• [Task directions]:
Only the lines below between the ones containing "## Related Issues" and "avtc: Thanks for", inclusive, are to be reproduced, each exactly as it stands.

##### Records provided

Issue #2142, opened 2026-08-11
[Feature]: accuracy issue Intel/Qwen3.6-27B-int4-AutoRound


wenhuach21:
### Feature Description

https://huggingface.co/Intel/Qwen3.6-27B-int4-AutoRound/discussions/3

### Motivation and Use Case

~

### Alternatives Considered

~

lkk12014402:
hi @wenhuach21  @chensuyue  the model was not created by me

wenhuach21:
I have no time to check this issue. This model is created by AR, we should check whether using other recipe or other algorithms could fix this issue

wenhuach21:
**W/O fp8 KV CACHE
CUDA_VISIBLE_DEVICES=2 vllm serve Qwen3.6-27B-int4-AutoRound/ --served_model_name qwen --reasoning-parser qwen3
**Task 1 mixed-bits problem****


(base) wenhuach@mlp-dgx-01:~$ curl -s http://localhost:8000/v1/chat/completions   -H "Content-Type: application/json"   -d '{
    "model": "qwen",
    "messages": [
      {
        "role": "user",
        "content": "Explain how to implement layer-wise mixed-precision quantization under a global average-bit budget using dynamic programming. Provide the algorithm, explanation, Python implementation, complexity, and a small example."
      }
    ],
    "temperature": 0.2,
    "max_tokens": 4096
  }' | jq -r '
    (.choices[0].message.reasoning_content // ""),
    (.choices[0].message.content // "")
  '



Here is a complete guide to implementing layer-wise mixed-precision quantization under a global average-bit budget using dynamic programming.

---
## 1. Problem Formulation

Given:
- $L$ layers in a neural network
- A set of allowed bit-widths $\mathcal{B} = \{b_1, b_2, \dots, b
(base) wenhuach@mlp-dgx-01:~$ curl -s http://localhost:8000/v1/chat/completions   -H "Content-Type: application/json"   -d '{
    "model": "qwen",
    "messages": [
      {
        "role": "user",
        "content": "Explain how to implement layer-wise mixed-precision quantization under a global average-bit budget using dynamic programming. Provide the algorithm, explanation, Python implementation, complexity, and a small example."
      }
    ],
    "temperature": 0.2,
    "max_tokens": 4096
  }' | jq -r '
    (.choices[0].message.reasoning // ""),
    (.choices[0].message.content // "")
  '
Here's a thinking process:

1.  **Understand User Request:**
[...]

PR #2383, opened 2026-09-20
feat: chunked tuning for lm_head-class layers

avtc:
## Description

Full-vocabulary lm_heads become quantizable and tunable on a single 24 GB GPU, at every recipe: RTN, optimized RTN (iters=0), and SignRound (iters>0).

Even for a model like Qwen3.8-27B, lm_head on upstream can be quantized only in RTN: OptRTN on 4×3090 finishes with lm_head quantized with RTN, and iters>0 on 4×3090 crashes at the end of the full-model quantization, at lm_head start. On the PR branch, 1×3090 is able to quantize RTN/OptRTN/SignRoundV2 iters>0. Comparison table below.

**How it works**

- lm_head tune: input positions are sliced to an output-element budget, and fake-quant runs over row blocks of the weight — one chunk of the `[tokens × vocab]` output is live at a time, and each row block's forward, loss, and backward complete before the next. A failed tune falls back to export-time completion; missing tail inputs fall back to zero-shot RTN.
- Calibration reuses the block loop's cached chain outputs — the last block's fp and quantized-chain rows, the exact tensors lm_head sees at inference. The imatrix-weighted search runs over those rows, as for block layers.
- The best-parameters snapshot is weight-sized, and a device↔host copy of a tensor that large is slow — it happens on every improving iteration. The snapshot stays on the layer's device when it fits beside the row-window floor, moves to an idle peer GPU otherwise, and falls back to the host when both are tight. The previous snapshot is released before its replacement is cloned.
- Quantized out-of-block layers pack immediately, so shards stream per block. On Qwen3.8-27B with the lm_head quantized (64 GB host), host RAM during save drops from 59 GB + 35 GB swap (whole-model pack at the end) to ~16 GB peak.

**Parity**

- Chunked lm_head tune reproduces the single-shot tuned weights bit-for-bit (`torch.equal`, full tune run both ways).
- e2e on a real tiny model: identical tuner inputs and identical final quantized weights versus the capture lane.

**Measured** — Qwen3.8-27B, W4A16 g128 sym on lm_head, body bf16. Branch runs on one RTX 3090; main runs: RTN on 1 GPU, OptRTN and SignRound on 4. KL = full-vocab fp32 vs bf16 base, openwebtext 8×8192. RAM = host peak; VRAM = per-GPU peak (max of 4 where 4 GPUs).

| recipe | wall, main | wall, this branch | lm_head stage, main | lm_head stage, branch | RAM/VRAM, main | RAM/VRAM, branch | mean KL | p99 | top1 |
|---|---|---|---|---|---|---|---:|---:|---:|
| RTN iters=0 | 2:36, 1 GPU (`--disable_opt_rtn --disable_model_free`) | **2:25, 1 GPU** | ~6 s on CPU (remaining-layers path) | ~7 s on GPU | 10.0 / 4.8 GB | 9.9 / 7.3 GB | 0.01272 | 0.056 | 0.9274 |
| OptRTN iters=0 | 18:38, 4 GPUs | **8:06, 1 GPU** | search OOMs on GPU; CPU fallback runs plain RTN (~17 s) | ~22 s on GPU | 56.2 / 22.8 GB | 23.1 / 9.3 GB | **0.00898** | 0.040 | 0.9392 |
| SignRound iters=10 | 25:02, 4 GPUs — crashed | **12:28, 1 GPU** | input capture 5:18, then OOM at tune start | ~62 s on GPU | 48.2 / 21.8 GB (pre-crash) | 15.9 / 22.6 GB | **0.00807** | 0.036 | 0.9419 |

Optimized-RTN buys ~29% over plain RTN; 10 SignRound iterations buy a further ~10%. The rest of each branch wall is the 64 16-bit-pinned body blocks and calibration.

**Out of scope: MTP predictor trees.** A separate in-run tree-tuning lane (a materialized predictor tree fed embedding-side inputs) was explored on a precursor branch and measured in isolation (tree W4A16 g128 sym, lm_head and body bf16, same KL protocol on the tree's draft output): zero-shot optimized RTN stays the best tree recipe on this model — draft KL 0.00739 (top1 0.9445) versus 0.00754 (0.9423) for plain RTN and 0.00836 (0.9446) for a 10-iteration SignRound tune. Trees: not in this PR.

**Tests**: 90 CPU-runnable tests — chunked tune math, tail derivation, snapshot placement, packing gates, and the e2e parity pair.

## Type of Change

New feature (capability + performance) + bug fix

## Related Issues

- #2142 motivated the lm_head tuning work.


auto_round/algorithms/quantization/sign_round/quantizer.py
```diff
@@ -42,6 +45,38 @@
     from auto_round.algorithms.composer import BlockContext
 
 
+# Output-element budget for one forward/backward while tuning an outside-block
+# layer: a full-vocabulary lm_head at long seqlen cannot hold its fp32 logits
+# plus backward transients on a single GPU, so the tune loop slices the
+# sample's rows to stay within this many output elements per slice (64M = a
+# 256MB fp32 logits tensor; the accumulated gradient is unchanged)
+_OUTSIDE_TUNE_CHUNK_OUT_ELEMS = 2**26
```
wenhuach21, line 53: Could we leverage or learn from Unsloth’s implementation, which uses a Triton kernel? I assume it would be faster.
https://github.com/unslothai/unsloth/blob/04c9951b4d371860491a6a0b1098f57e90eff270/unsloth/kernels/cross_entropy_loss.py#L114

avtc: Thanks for the pointer! The chunking here is memory-driven rather than speed-driven: a 248k-vocabulary logits tensor plus its backward transients doesn't fit a 24 GB card, so the tune computes one row-block at a time and accumulates gradients unchanged - the result is identical to the single-shot loss. At this scale the lane is already fast: on Qwen3.8-27B (248k vocab, one RTX 3090) the whole lm_head stage takes about 22 s for the optimized-RTN search and about a minute for ten SignRound iterations; the run's wall is dominated by the decoder blocks and calibration, not this layer.

On Unsloth's kernel specifically: it fuses a chunked linear + cross-entropy (forward and backward) so logits never materialize - the right pattern for CE against label indices in training. Our loss is MSE against a dense reference computed by the unquantized layer on the same chunk, so a fused version would need to fold two GEMMs plus the elementwise difference and a backward into the weight and rounding values - and the memory it saves is already bounded here, because only one [rows × block] prediction/reference pair is ever live (the whole search peaks at 22.6 GiB on a 24 GB card). So we're not adopting it in this PR: the stage it would accelerate is a sub-minute fraction of runs measured in minutes.

---
note: I have updated PR description with exact wall-clock time and lm_head time for each run

avtc: Follow-up with numbers: the iteration is GEMM-bound - of the ~5.5-6 s per tune iteration, roughly 4-5 s is the prediction/reference/backward matrix multiplications, which a fused loss kernel leaves untouched; fusing would remove only the elementwise part (fp32 casts, mask, MSE, chunk materialization), about 0.5-1.5 s per iteration - 10-20 % of this stage, single-digit percent of a whole-model run. On complexity: our backward has to flow through the fake-quant math (round/clamp/scale) into the rounding-value and min/max-scale parameters, per datatype family, where the CE kernel handles standard weight/input gradients for one loss - and it would cost the bit-exact parity this lane currently guarantees against the single-shot computation

avtc:
Performance-Test-AutoRound is too strict for improvements:
```
Evaluating Model: Qwen/Qwen3-0.6B
------------------------------------------------------------
  [*] Tuning Time (s)     : Current = 330.783  | Baseline = 348.8896 (Diff: -5.19%) -> FAIL
  [*] Peak RAM (GB)       : Current = 3.63     | Baseline = 3.65     (Diff: -0.55%) -> PASS
  [*] Peak VRAM (GB)      : Current = 27.29    | Baseline = 27.21    (Diff: +0.29%) -> PASS
  [*] Output Size (GB)    : Current = 0.5137   | Baseline = 0.5137   (Diff: +0.00%) -> PASS
============================================================
❌ Performance check failed: Current metrics exceed acceptable limits compared to baseline.
```

wenhuach21:
> Performance-Test-AutoRound is too strict for improvements:
> 
> ```
> Evaluating Model: Qwen/Qwen3-0.6B
> ------------------------------------------------------------
>   [*] Tuning Time (s)     : Current = 330.783  | Baseline = 348.8896 (Diff: -5.19%) -> FAIL
>   [*] Peak RAM (GB)       : Current = 3.63     | Baseline = 3.65     (Diff: -0.55%) -> PASS
>   [*] Peak VRAM (GB)      : Current = 27.29    | Baseline = 27.21    (Diff: +0.29%) -> PASS
>   [*] Output Size (GB)    : Current = 0.5137   | Baseline = 0.5137   (Diff: +0.00%) -> PASS
> ============================================================
> ❌ Performance check failed: Current metrics exceed acceptable limits compared to baseline.
> ```

You can ignore this;  i think the performance test does not involve any LM‑head logic

auto_round/compressors/orchestrator.py
```diff
@@ -578,12 +598,23 @@ def _quantize_data_driven(self) -> tuple[torch.nn.Module, dict[str, Any]]:
...
                 quant_block_list=self.quant_block_list,
             )
+        # lm_head-class external layers are tail-fed: the block loop's chain
+        # output (fp reference + quantized rows through the final norm) is
+        # their input, so they neither join the upfront capture call nor the
+        # outside-block q-capture pass - no extra whole-model forwards
+        self._tail_fed_layers_ = []
+        self._lm_head_chain_tail_ = None
+        self._lm_head_norm_name_ = None
+        lm_head_name = self._resolve_lm_head_name_(layer_names)
```
wenhuach21: we already  have a  func get_lm_head_name in utils/models.py

auto_round/compressors/orchestrator.py
```diff
@@ -578,12 +598,23 @@ def _quantize_data_driven(self) -> tuple[torch.nn.Module, dict[str, Any]]:
...
+        if lm_head_name is not None:
+            self._tail_fed_layers_ = [lm_head_name]
+            self._lm_head_norm_name_ = self._discover_final_norm_(all_blocks)
```
wenhuach21: This makes a strong assumption about the model architecture, which does not align with AutoRound’s accuracy-first design philosophy. I’d suggest 
1 triggering this behavior only for verified models, e.g., [this check](https://github.com/intel/auto-round/blob/main/auto_round/algorithms/quantization/sign_round/quantizer.py#L182), and falling back to the legacy behavior otherwise.
or
2 At a minimum, we should log a warning and provide an option for users to fall back to the legacy behavior for unverified models immediately before tuning.

auto_round/compressors/orchestrator.py
avtc: **1. Stronger lm_head detection via `get_output_embeddings`**

We checked transformers: `PreTrainedModel.get_output_embeddings()` is an authoritative mapping — the base implementation returns `self.lm_head`, and 125 model classes override it per family (gpt_neox → `lm_head`, rwkv → `head`, …). Proposal: `get_lm_head_name` resolves via `get_output_embeddings()` first (reverse-mapping the returned module to its name), and keeps the current last-leaf walk as fallback for classes that define neither. This would improve all call sites of the helper. OK to include here, or would you prefer it as a separate PR, or skip?

auto_round/compressors/orchestrator.py
avtc: **2. Post-block wiring: measured, with legacy fallback**

Background we found while looking into it:
- the modules between the last decoder layer and lm_head vary more than a single norm: DeepSeek-V4 ends with `norm(hc_head(x))` — a stream-merging head followed by the norm; OPT ends with `project_out(final_layer_norm(x))` — norm followed by a projection. GPTQModel's per-family `pre_lm_head_norm_module` lists agree: one norm for nearly every family, with these same two-module exceptions.
- the family paths in the check you linked predate the Qwen3.5-wrapper family and return an empty post-block list there — its norm sits at `model.language_model.norm`, which none of the paths matches.
- name-based scans must also dodge the vision towers of multimodal checkpoints: Qwen3.6 carries a dozen outside-block norm-named leaves (`model.visual.merger.norm`, `model.visual.blocks.N.norm1/2`, …), and picking by module order works only while registration order happens to put the language norm last.

Proposal: resolve the chain by measurement. Before calibration starts, we temporarily replace the decoder layers with pass-through modules and run one dummy forward (dummy token ids, batch 1, length 2). Hooks record every module that executes between the last layer and lm_head, in order. We verify the recorded chain is linear: each module's input is the previous module's output, the first module's input is the last layer's output, and the last module's output is lm_head's actual input. The verified chain is then applied in order, in full precision, when deriving lm_head's inputs from the chain tail — so multi-module chains like DeepSeek-V4's and OPT's work too. If anything mismatches, or the dummy forward raises, we log a warning and run the whole outside-block handling the way current main does, from the start.

One edge case: a chain module can itself be a quantizable layer — OPT's `project_out` is a plain Linear between the final norm and lm_head. If it is in the quantization plan — whether the user marked it or the default scheme swept it in — the inputs we derive for lm_head would depend on a module that is being tuned in the same run: they become meaningful only after `project_out` finishes tuning, and lm_head would train on quantized-chain inputs where current main trains it on full-precision-chain inputs. We keep that combination on the legacy path for now and say why in the warning.

Risks we see: layer-call conventions differ across families (some return the hidden tensor bare, some as a tuple) — the pass-through tries the bare form first and the tuple form on error; models with unusual top-level control flow may raise on the dummy forward; both cases land in the legacy fallback described above.

Implementation options — pick what you prefer:

**1. Full version as described** — measured chain, multi-module chains supported (DeepSeek-V4, OPT with `project_out` kept full precision).

**2. Simplified version** — measured chain, but we adopt only single-norm chains for now; every other shape, including DeepSeek-V4's two-module chain, runs the legacy path until someone needs it. Smaller change, covers the common families (llama-style and the Qwen3.5 wrapper included).

**3. Verified-models gate** — your original option 1: the lane engages only for model types we have validated, with the list extended to the Qwen3.5-wrapper family; everything else keeps current main behavior. Smallest change, and the measurement probe becomes a follow-up.

Our preference is 1 or 2 — both replace architecture assumptions with a measured check and keep an automatic legacy fallback. OK to proceed with one of these, or do you have another approach in mind?

auto_round/compressors/orchestrator.py
wenhuach21: It's fine to use either approach to detect the LM head. My point is that we should consolidate these two functions.

auto_round/compressors/orchestrator.py
wenhuach21: I don't think this is straightforward, since not all ops are implemented as modules. For example, `F.relu` is a functional op rather than a module. I worked on graph tracing when I implemented SmoothQuant in Intel Neural Compressor before, and it can get quite complex.

avtc: @wenhuach21 
Agreed on tracing complexity - we dropped the detection approach and propose a simpler idea.

**Smoke check (before quantization).** We temporarily replace the decoder layers with pass-through stubs and run a two-token forward with the real lm_head. This checks per model that the wrapper is callable text-only, that the stub shapes fit the layer loop, and that the model's own post-block code runs. The result sets immediate packing and model materialization for the run.

**Capture (after the block loop).** By then the decoder blocks are streamed and released, and the last block's output (fp + quantized) is cached. We swap lm_head for a capture stub, place the cached tail at the last layer slot, and run one forward. Transformers executes its own post-block code - final norm and any other ops, functional or modular - and the capture stub records the exact rows the real model feeds the head, returning a tiny dummy instead of logits. We then restore the real lm_head.

**Tuning.** The captured rows (one set per fp/quantized tail) drive the existing chunked tuning unchanged. During the mocked pass only the embeddings, the post-block modules, and the head are resident.

**Fallback.** If the smoke check fails, we fall back to full model materialization - the conservative path, matching main's behavior today.

An audit of the post-block region across the transformers architectures backs the design: most models end with a single final norm; a few add pre-head scalings, dtype casts, or stream-mixing modules after the loop. All of it executes as the model's own code in the mocked pass.

What do you think - will it work? We can implement it in this PR.

avtc: @wenhuach21

We implemented the design from our earlier reply in a second commit (64931b988) - please take a look.

Smoke check (init time). The decoder layers are temporarily replaced with pass-through stubs and a two-token forward runs with the real lm_head. This validates per model that the model is callable text-only, that the stub return shape fits the layer loop (single-element tuple, residual pair, or bare tensor - discovered empirically), and that the model's own post-block code runs. Pass -> mocked capture with immediate packing; fail -> the ordinary capture walk with the lane's relaxations reverted, matching main's behavior.

Capture (after the block loop). lm_head is swapped for a capture head, the cached last-block output (fp + quantized variants) is placed at the last layer slot, and one forward per sample executes the model's own post-block code - final norm, pre-head scalings, dtype casts, stream mixers - while the capture head records the exact rows the real model feeds the head. Captured rows are validated against the head input width: post-block code that reshapes or splits streams (e.g. ProphetNet's ngram split) declines loudly and falls back to zero-shot RTN.

Name resolution. get_lm_head_name now prefers model.get_output_embeddings() (guarded), then a named_modules identity reverse-map, then the original last-leaf walk. The name-based final-norm detection is replaced by executing the model's own code: a 255-architecture audit of the transformers post-block region showed name-based reconstruction silently wrong on pre-head scalings, dtype casts, and multi-module chains, while the mocked pass covers every tail class by construction.

Validation. An architecture-matrix e2e runs one model per tail class - qwen3 (final norm), minicpm3 (pre-head scaling), mamba (dtype cast), gpt_bigcode (post-loop view), bart (empty post-loop tail), electra (head-side chain), xlm_roberta (compound head engaging through the inner vocab Linear) - all produce rows and quantized weights identical to the ordinary capture walk; ProphetNet asserts the loud decline. On Qwen3.8-27B (248k vocab, lm_head-only W4A16 g128 sym, iters=10, single 3090) the lane engages end to end (imatrix from 262144 chain-tail rows), lm_head stage 53 s.

**Two input-cache findings from the matrix (shared calibration path, upstream of this lane).** The block-input collection (`auto_round/calibration/llm.py`) caches layer kwargs of type Tensor/list/tuple/str/bool/None; dict-valued kwargs fall through to a skip branch (it prints "attention_mask key is not currently used in quantization fine-tuning"). Two current architectures pass dict kwargs to their layers and hit this:

1. Zaya passes `attention_mask` as a dict `{"causal": ..., "conv": ...}`. The capture walk runs materialized masks while block replays run implicit-mask attention; on a tiny random-weight model the ~5e-5 hidden difference is amplified by the pre-head RMSNorm to a 0.0098 rows difference in our parity test. Caching the dict kwarg experimentally drops it to 2.7e-05, so a shared-raw-storage fix for dict kwargs in the collection would close it.
2. deepseek_v4 takes a required `position_embeddings` dict `{"main", "compress"}` plus a raw `input_ids` kwarg (its MoE gate routes tokens by id through a tid2eid table). The dropped dict makes block replay fail with "missing required argument"; after caching it experimentally, the next failure is that `split_inputs` (`auto_round/calibration/inputs.py`) pops the layer's cached `input_ids` as the chain-input slot, so the replay passes `input_ids=None` into the gate. The official Intel DeepSeek-V4 artifact used the model-free lane, so data-driven block replay is unexercised upstream for this arch.

Both are reproducible without real weights - the two cases in test_lm_head_tail_arch_matrix_e2e.py build tiny config-only models and document the exact mechanisms (kept as local reproducers, marked skip_ci so they stay out of CI runtime).

PR #2385, opened 2026-09-20
Cast float32 weights to the export dtype when saving

### LINKED ISSUE #2293: [Bug]: CPU quantization can't get proper model size
### Problem Description

Qwen3.8-27B-FP8/Qwen3.8-27B-fp-w8afp8/, total 83G
Quantized model8 size larger than BF16

### Reproduction Steps

auto-round \
  --model_name Qwen/Qwen3.8-27B \
  --scheme FP8_STATIC \
  --fp_layers "visual,linear_attn,mtp,lm_head,embed_tokens" \
  --iters 0 \
  --device_map auto \
  --format auto_round \
  --output_dir ./Qwen3.8-27B-FP8

### Environment Information

_No response_

### Error Logs

```shell

```

### Additional Context

_No response_

Shubham-Padkonde:
Fixes #2293

## Problem

On a CPU without bfloat16 support, `ModelContext._set_amp_dtype` falls back to float32, so the model is tuned and held in float32. Export still writes `dtype`/`torch_dtype` into the config (bfloat16 by default), but `save_pretrained` serializes whatever the model currently holds — float32. The saved artifact is therefore roughly twice the expected size and its tensors disagree with its own config. The same quantization run on a bf16-capable device produces a correctly sized model, which is what the issue reports.

## Fix

`save_model` now builds the state dict it hands to `save_pretrained`, casting float32 tensors to the declared export dtype. The model itself is not mutated, and:

- only float32 tensors are touched, so already-quantized tensors (fp8, int32 zeros/indices/scales) pass through untouched;
- modules the model deliberately keeps in float32 (`_keep_in_fp32_modules`, `_keep_in_fp32_modules_strict`) are preserved;
- the helper returns `None` when the export dtype is not a 16-bit float or no float32 tensors exist, so the previous call path is used unchanged;
- the manual `save_file` fallback (for third-party configs that break `save_pretrained`) uses the same state dict.

## Verification

Reproduced with a tiny BF16 model quantized to FP8_STATIC on CPU, on `main`:

| run | output size | float32 tensors |
|---|---|---|
| CPU (`supports_bf16` False), before fix | 9.77 MB | 39 |
| bf16-capable device (emulated by patching `CpuARDevice.supports_bf16`) | 4.90 MB | 0 |
| CPU (`supports_bf16` False), after fix | 4,899,284 bytes | 0 |

The post-fix CPU output is byte-for-byte the same size as the bf16-device output, with **0 dtype differences** across all tensors when the two state dicts are compared key by key.

## Tests

Added `TestGetStateDictForExportDtype` and a `save_model` case in `test/unit/common/export/test_export_utils.py` covering: casting float32 to the export dtype, leaving quantized/integer tensors alone, honouring `_keep_in_fp32_modules`, not mutating the model, and the `None` short-circuits.

```
$ pytest test/unit/common/export/test_export_utils.py
53 passed
```

The three pre-existing collection errors in `test/unit/common/export` (`test_conversion_base.py`, `test_gguf_dtype_helpers.py`, `test_gguf_moe_adapter.py`) are `ModuleNotFoundError: No module named 'gguf'` and are present on a clean tree as well. `black`, `isort` and `ruff` are clean on both changed files.

---

Disclosure: this change was written by Claude Code (Claude Opus 5) working as my agent, at my direction. The test, lint and reproduction output quoted above comes from real runs in my local environment; I am accountable for what is submitted here and will follow up on review feedback.


Shubham-Padkonde:
The `Performance-Test-AutoRound (Qwen3_W4A16)` failure looks unrelated to this change — it is the peak-RAM comparison, and the metric is reached before export:

```
  [*] Tuning Time (s)     : Current = 349.8516 | Baseline = 351.1587 (Diff: -0.37%) -> PASS
  [*] Peak RAM (GB)       : Current = 3.66     | Baseline = 3.52     (Diff: +3.98%) -> FAIL
  [*] Peak VRAM (GB)      : Current = 27.21    | Baseline = 27.4     (Diff: -0.69%) -> PASS
  [*] Output Size (GB)    : Current = 0.5137   | Baseline = 0.5137   (Diff: +0.00%) -> PASS
```

Two things point away from this PR:

- That job logs `Immediate saving mode: weights already saved by ShardWriter, saving configs only`, which returns from `save_model` before the branch this PR touches. The code added here is never executed in that run — consistent with the output size being identical to the baseline.
- `peak_ram` grows monotonically through tuning in the job log (2.04 GB → 2.88 → … → 3.66 GB across the 28 blocks), so the reported peak is reached during quantization, well before export.

The `Qwen3_FP8_STATIC` performance job, which does exercise the changed path, passes.

Happy to rebase or push an empty commit if that helps re-run the job — just let me know.

wenhuach21 (approved):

##########

• [Response to this task]:
## Related Issues

- #2142 motivated the lm_head tuning work.


auto_round/algorithms/quantization/sign_round/quantizer.py
```diff
@@ -42,6 +45,38 @@
     from auto_round.algorithms.composer import BlockContext
 
 
+# Output-element budget for one forward/backward while tuning an outside-block
+# layer: a full-vocabulary lm_head at long seqlen cannot hold its fp32 logits
+# plus backward transients on a single GPU, so the tune loop slices the
+# sample's rows to stay within this many output elements per slice (64M = a
+# 256MB fp32 logits tensor; the accumulated gradient is unchanged)
+_OUTSIDE_TUNE_CHUNK_OUT_ELEMS = 2**26
```
wenhuach21, line 53: Could we leverage or learn from Unsloth’s implementation, which uses a Triton kernel? I assume it would be faster.
https://github.com/unslothai/unsloth/blob/04c9951b4d371860491a6a0b1098f57e90eff270/unsloth/kernels/cross_entropy_loss.py#L114

avtc: Thanks for the pointer! The chunking here is memory-driven rather than speed-driven: a 248k-vocabulary logits tensor plus its backward transients doesn't fit a 24 GB card, so the tune computes one row-block at a time and accumulates gradients unchanged - the result is identical to the single-shot loss. At this scale the lane is already fast: on Qwen3.8-27B (248k vocab, one RTX 3090) the whole lm_head stage takes about 22 s for the optimized-RTN search and about a minute for ten SignRound iterations; the run's wall is dominated by the decoder blocks and calibration, not this layer.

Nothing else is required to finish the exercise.